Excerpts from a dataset
PR #461, opened 2022-08-24
CB-438: add rel=nofollow to links in reviews

alastair:
Because we allow users to write links in reviews and comments, we should mark them as rel=nofollow so that any spam links that might come through don't negatively affect CB's search ranking

I didn't include [noreferrer](https://developer.mozilla.org/en-US/docs/Web/HTML/Link_types/noreferrer) (or noopener) in this case, I'm not sure if it's strictly necessary as well, any thoughts @amCap1712?


amCap1712 (approved):
Let's noopener to links as well but otherwise LGTM, Thanks!

PR #462, opened 2022-08-24
CB-439 (I): Only include text reviews on front page recent reviews

alastair:
CB-439

Reviews can be either text, a rating, or both.
In my experience, looking at the recent reviews list on the homepage is annoying if you click through to some new ones and see that they're only ratings.
In order to make the list of reviews more useful, only show ones that have actual text reviews.


amCap1712 (approved):
LGTM, Thanks!

PR #466, opened 2022-09-24
Update musicbrainz_id on login

amCap1712:
We already do this in LB, implementing the same for CB. However, CB also has a display name field as well. If the display name has been changed to something else than the old musicbrainz id, update it as well otherwise let it remain set to the custom name.


alastair (approved):
thanks!

PR #468, opened 2022-09-26
 Update WTForms

amCap1712:
This is needed for https://github.com/metabrainz/critiquebrainz/pull/417.

Unselected radio field results in the value of the field being 'None' not None. This is fixed in newer versions. In newer versions, a few imports have changed and email_validators needs to be added a dependency separately to use EmailField.

Newer version of WTForms do not cache form.errors so each call to errors returns a new dict. Form level validation should instead be performed by appending errors to form.form_errors as shown in this commit. https://github.com/wtforms/wtforms/commit/22636b55eda9300b549c8bbaae6f9ae31595d445


alastair (approved):
👍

:: ASSIGNED TASK ::
Look over the records. Copy the lines that include the word "nofollow".

:: TASK ANSWER ::
CB-438: add rel=nofollow to links in reviews
Because we allow users to write links in reviews and comments, we should mark them as rel=nofollow so that any spam links that might come through don't negatively affect CB's search ranking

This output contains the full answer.